Investigating a slow website, opening the Network tab reveals something like this:
Result:
logo.png - 300ms (250ms Handshake)
style.css - 280ms (240ms Handshake)
app.js - 290ms (245ms Handshake)
...
"You did 100 Handshakes. Keep-Alive isn't enabled."
When a site loads several times slower than competitors, the diagnosis is often surprising:
That's when TCP connections and Keep-Alive become worth studying."Server is fast, but closing the connection every time makes it slow."
At first, it's hard to comprehend how this single setting could impact performance so drastically. Why does "maintaining connections" matter so much? Why was HTTP/1.0 disabled by default? And does enabling Keep-Alive put more burden on the server?
Most importantly: "Why was it designed so inefficiently?"
Later I learned that in the HTTP/1.0 era, web pages only needed to fetch a single HTML file, and servers couldn't handle many concurrent connections. So "closing quickly" was actually more efficient. But as the web evolved and pages started requiring dozens or hundreds of files, this approach became a bottleneck.
This analogy makes the concept click:
"Oh, it's connection reuse!"HTTP/1.0 (Close connection): "Have 100 questions for a friend. Call → Ask 1 question → Hang up Call → Ask 1 question → Hang up (Repeat 100 times)
Calling time > Answer time."
HTTP/1.1 (Keep-Alive): "Call once. Ask questions 1, 2, 3... all 100. Hang up when done.
Just 1 call!"
That's when I understood. Keep-Alive was ultimately about "infrastructure efficiency." Making and ending phone calls (TCP Handshake) was far more expensive than the actual conversation (data transfer). Rather than repeating this 100 times, calling once and continuing the conversation was obviously more efficient.
I thought of another analogy with package delivery. How inefficient would it be if a delivery person came to your door, delivered one item and left, then returned 5 minutes later to deliver another item? It's much better to come once and deliver all 100 items at once.
Client → Server: SYN (connection request)
Server → Client: SYN-ACK (got it, ready)
Client → Server: ACK (OK, let's start!)
→ 2 round trips (RTT x 2)
Seoul → US Server
RTT (Round Trip Time) = 200ms
Handshake = 200ms x 2 = 400ms
You might not realize how significant 400ms is. But from a user experience perspective, it's critical.
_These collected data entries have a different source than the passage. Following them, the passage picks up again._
PR #6472, opened 2021-06-16
Fix TypeScript and other sourcemaps by always creating an initial sourcemap

### LINKED ISSUE #6191: Adding .babelrc breaks browserslist in serve
# 🐛 bug report

I have a project with no `.babelrc` file that builds and runs fine, both in `parcel serve` and `parcel build`.  When I add a `.babelrc` file, `parcel build` behaves as before but `parcel serve` produces a bundle that needs regeneratorRuntime and has downlevel transpiled generator functions, even though I did not ask for it.

browserslist in `package.json`:
```json
  "browserslist": {
    "production": [
      "last 3 chrome version",
      "last 2 firefox version",
      "last 1 safari version",
      "firefox esr"
    ],
    "development": [
      "last 1 chrome version",
      "last 1 firefox version",
      "last 1 safari version"
    ]
  }
```

`.babelrc` (only in the the broken build; the working build doesn't have this file at all):
```json
{
	"presets": [
		"@parcel/babel-preset-env",
		"@babel/preset-react"
	],
	"plugins": [
		[
			"@babel/plugin-transform-typescript",
			{ "isTSX": true }
		]
	]
}
```

Cli commands:
```json
    "start": "parcel serve ./public/index.html --dist-dir .parcel-dev --public-url / --port 3000",
    "build": "tsc && rimraf ./build && parcel build ./public/index.html --public-url . --dist-dir build --reporter @parcel/reporter-bundle-analyzer --no-scope-hoist",
```

## 🤔 Expected Behavior

Both versions should produce identical output.

## 😯 Current Behavior

In the working version:
`npm start` works
`npm run build` produces a working static build

In the broken version:
`npm start` produces a build that fails at runtime missing regeneratorRuntime
`npm run build` produces a working static build

## 🔦 Context

I want to make some changes to .babelrc, but to do that first I need to have a .babelrc, so my first step is to create a .babelrc that makes the application build and behave just like before, but I am unable to do that.

## 💻 Code Sample

This is full code to the entire project.  If you'd like to test it out, `npm install && npm start` should be sufficient; then see what is being served up at http://localhost:3000
The working version: https://github.com/nattthebear/ff12characterplanner/tree/babelrc-without
The broken version: https://github.com/nattthebear/ff12characterplanner/tree/babelrc-with

## 🌍 Your Environment

| Parcel           | 2.0.0-nightly.643
| Node             | 14.16.0
| npm/Yarn         | npm 6.14.11
| Operating System | Windows 10 Home

### LINKED ISSUE #6457: Sourcemaps only showing compiled code after upgrade to v2
# 🐛 bug report

After upgrading to Parcel v2, sourcemaps are showing compiled code.

babel.config.json

```js
{
  "presets": [
    "@babel/preset-env",
    "@babel/preset-react",
    "@babel/preset-typescript"
  ]
}

```

package.json
```json
"scripts": {
    "build": "parcel build public/index.html --no-scope-hoist",
    "dev": "parcel public/index.html",
```

## 🤔 Expected Behavior

Expecting to see sourcemaps, like when using parcel v1

## 😯 Current Behavior

Only seeing compiled code sourcemaps in `__parcel_source_root`
The end of the index.js file shows `//# sourceMappingURL=index.ed731f93.js.map`

## 🌍 Your Environment

| Parcel           | 2.0.0-beta.3 and 2.0.0-beta.3.1
| Node             | v15.14.0 and v16
| npm/Yarn         |  7.13.0
| Operating System | Mac OS Big Sur

gorakong:
Fixes #6191. Fixes #6457.

# ↪️ Pull Request

Unconditionally create an initial sourcemap for assets. This should fix issues with sourcemaps showing transpiled code instead of source contents in typescript (and other languages not included in the set) projects.


parcel-benchmark:
## Benchmark Results

#### Timings

| --- | --- | --- |

#### Cold Bundles

#### Cached Bundles

</p></details>

#### Timings

| --- | --- | --- |
| Cold | 9.67s | +90.00ms |
| Cached | 435.00ms | -28.00ms 🚀 |

#### Cold Bundles

*No bundle changes detected.*

#### Cached Bundles

*No bundle changes detected.*

</p></details>

#### Timings

| --- | --- | --- |

#### Cold Bundles

#### Cached Bundles

</p></details>

#### Timings

| --- | --- | --- |
| Cold | 6.83s | +77.00ms |
| Cached | 373.00ms | -17.00ms |

#### Cold Bundles

*No bundle changes detected.*

#### Cached Bundles

*No bundle changes detected.*

</p></details>

**[Click here to view a detailed benchmark overview.](https://benchmark.parceljs.org/benchmark/302675243581833741)**

yarn.lock
```diff
@@ -16,6 +16,13 @@
   dependencies:
     "@babel/highlight" "^7.12.13"
 
+"@babel/code-frame@^7.14.5":
```
mischnic, line 19: You didn't change any package.json, was this intentional?

devongovett:
Do we want to do it this way or move the assignment to asset.sourceContent out of this if statement? This would also be a problem for other languages like coffeescript. I think the original purpose of the extensions list was for loading source map comments. What do you think, @DeMoorJasper?

DeMoorJasper:
I think the other solution is way better a ts file will never have a sourcemap comment so there's no point in reading it? Probably just wastes processing time

joeyslater:
Is the test failing because we don't have the preset? 
> Cannot find module '@babel/preset-typescript' Require stack: - 
https://dev.azure.com/devongovett/devongovett/_build/results?buildId=16995&view=ms.vss-test-web.build-test-results-tab&runId=1393488&resultId=100976&paneView=debug

https://github.com/parcel-bundler/parcel/blob/daece49d003ba804bbdaa3a7ed3d6aaf446f166d/packages/dev/babel-preset/package.json

I notice it has the flow, react, etc? I also noticed the typescript wasn't listed in the yarn.lock

mischnic:
They should be added here:

https://github.com/parcel-bundler/parcel/blob/3492ad0449b7a7143e165d8b0c11d78f6672266a/packages/core/integration-tests/package.json#L15-L20

it's more of a coincidence that the flow and react presets area already listed in some other monorepo packages

DeMoorJasper (approved):

packages/core/core/src/Transformation.js
```diff
@@ -140,13 +140,13 @@ export default class Transformation {
...
-        // If no existing sourcemap was found, initialize asset.sourceContent
-        // with the original contents. This will be used when the transformer
-        // calls setMap to ensure the source content is in the sourcemap.
-        asset.sourceContent = await asset.getCode();
-      }
+    if (existing == null) {
+      // If no existing sourcemap was found, initialize asset.sourceContent
+      // with the original contents. This will be used when the transformer
+      // calls setMap to ensure the source content is in the sourcemap.
+      asset.sourceContent = await asset.getCode();
```
devongovett, line 155: Will this end up creating a string representation of binary content? Maybe we can do this on demand when calling setMap?

wbinnssmith (approved):

wbinnssmith:
Approved, pending https://github.com/parcel-bundler/parcel/pull/6472#discussion_r654006905

packages/core/core/src/Transformation.js
wbinnssmith: This would be an issue as a common pattern is `let map = asset.getMap(); myMap.extend(map); asset.setMap(map);`, but by the time we lazily initialize a map inside setMap, getMap would already be called and it returns empty then.

What about doing this lazily in getMap instead?

devongovett: Well we only want to do it for the first transformer in a pipeline

wbinnssmith: Isn't that a separate problem from getMap/setMap?

gorakong: Not sure if I'm missing something here, but wouldn't `asset.getCode()` return transpiled code by the time we get to `set/getMap`?

devongovett (approved):

packages/core/core/src/Transformation.js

Google published research showing that a 0.5 second delay in search results display leads to a 20% drop in traffic. 400ms is nearly half of that.
The bigger problem is that this is just the setup time for a single file. Real web pages need to fetch dozens to hundreds of resources: HTML, CSS, JavaScript, images, fonts. Without Keep-Alive, establishing a connection for each one? Pure hell.
Also, RTT is proportional to physical distance. Seoul-US is 200ms, but Seoul-Australia can exceed 300ms. Even at the speed of light, we can't overcome physics, so the only way to reduce this cost is to "reuse connections."
Request 1:
1. TCP Handshake (400ms)
2. logo.png request
3. Response
4. Close connection
Request 2:
1. TCP Handshake (400ms) ← Again!
2. style.css request
3. Response
4. Close connection
...100 files → 100 Handshakes
Total time: 400ms x 100 = 40 seconds!
Web development in the HTTP/1.0 era employed all sorts of tricks to work around this problem. CSS Sprites (combining multiple images into one), file bundling, inline styles—these were all born from this necessity. Looking back, they were workarounds, but at the time, they were essential.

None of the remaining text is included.